## What is needed
Would you return, word for word, the lines of the data below from the line with "[#1109] unchecked system" through the line with "--- a/iceoryx2-bb/container/src/string/static_string.rs", and no others?

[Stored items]
PR #1110, opened 2025-10-14
[#1109] unchecked system type creator functions

### LINKED ISSUE #1109: Add unchecked `from_path_and_file` for FilePath
## Brief feature description

When it is used in combination with compile time constants this would be helpful.

elfenpiff:

* [x] Assign PR to reviewer

## References

Closes #1109

### DIFF
--- a/iceoryx2-bb/container/src/string/static_string.rs
+++ b/iceoryx2-bb/container/src/string/static_string.rs
@@ -299,6 +299,8 @@ impl<const CAPACITY: usize> StaticString<CAPACITY> {
     ///  * all unicode code points must be smaller 128 and not 0.
     ///
     pub const unsafe fn from_bytes_unchecked(bytes: &[u8]) -> Self {
+        debug_assert!(bytes.len() <= CAPACITY);
+
         Self::from_bytes_unchecked_restricted(bytes, bytes.len())
     }
 
--- a/iceoryx2-bb/system-types/src/file_name.rs
+++ b/iceoryx2-bb/system-types/src/file_name.rs
@@ -174,12 +174,15 @@ impl<const CAPACITY: usize> iceoryx2_bb_container::semantic_string::SemanticStri
     }
 
     unsafe fn new_unchecked(bytes: &[u8]) -> Self {
+        debug_assert!(bytes.len() <= CAPACITY);
+
         Self {
             value: iceoryx2_bb_container::string::StaticString::from_bytes_unchecked(bytes),
         }
     }
 
     unsafe fn insert_bytes_unchecked(&mut self, idx: usize, bytes: &[u8]) {
+        debug_assert!(bytes.len() + self.len() <= CAPACITY);
         use iceoryx2_bb_container::string::String;
         self.value.insert_bytes_unchecked(idx, bytes);
     }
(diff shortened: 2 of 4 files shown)


iceoryx2-bb/system-types/src/file_path.rs
```diff
@@ -103,27 +103,56 @@ semantic_string! {
...
+        let mut buffer = [0u8; PATH_LENGTH];
+        let mut buffer_len = path.as_bytes_const().len();
+
+        core::ptr::copy_nonoverlapping(
+            path.as_bytes_const().as_ptr(),
+            buffer.as_mut_ptr(),
+            buffer_len,
+        );
+
+        if 0 < buffer_len && path.as_bytes_const()[buffer_len - 1] != PATH_SEPARATOR {
```
elBoberido, line 140: I don't know how other see this, but the notation with the constant of the left and the variable on the right ist quite confusing and I haven't seen it elsewhere, except in some old automotive code when it comes to the equal operator.

For example, in this case the requirement is not that 0 is less than `buffer_length` but that `buffer_length` is larger than 0 because that means that 1 can be subtracted from `buffer_length`. When it written from left to right is, to think around the corner one has ;)

iceoryx2-bb/container/src/string/static_string.rs
```diff
@@ -279,13 +279,29 @@ impl<const CAPACITY: usize> StaticString<CAPACITY> {
     ///  * `bytes` len must be smaller or equal than [`StaticString::capacity()`]
     ///  * all unicode code points must be smaller 128 and not 0.
     ///
-    pub unsafe fn from_bytes_unchecked(bytes: &[u8]) -> Self {
+    pub const unsafe fn from_bytes_unchecked_restricted(bytes: &[u8], len: usize) -> Self {
         debug_assert!(bytes.len() <= CAPACITY);
+        debug_assert!(len <= bytes.len());
```
elBoberido, line 284: Is this sufficient for release builds? I know that the function is unsafe and called unchecked. But from the usage further below, the invariant might not have been checked before this function is called.

iceoryx2-bb/system-types/src/file_name.rs
```diff
@@ -186,6 +186,19 @@ impl<const CAPACITY: usize> iceoryx2_bb_container::semantic_string::SemanticStri
...
+    /// # Safety
+    ///
+    /// * The provided slice must have a length smaller or equal to the capacity. `value.len() < Self::max_len()`
+    /// * The contents of the slice must follow the content contract
+    ///
+    pub const unsafe fn new_unchecked_const(value: &[u8]) -> RestrictedFileName<CAPACITY> {
+        Self {
+            value: iceoryx2_bb_container::string::StaticString::from_bytes_unchecked(value),
+        }
+    }
```
elBoberido, line 204: For example, would it make sense to add a check here? Assuming a const check is possible at all.

iceoryx2-bb/system-types/src/file_path.rs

## Written solution
[#1109] unchecked system type creator functions

### LINKED ISSUE #1109: Add unchecked `from_path_and_file` for FilePath
## Brief feature description

When it is used in combination with compile time constants this would be helpful.

elfenpiff:

* [x] Assign PR to reviewer

## References

Closes #1109

### DIFF
--- a/iceoryx2-bb/container/src/string/static_string.rs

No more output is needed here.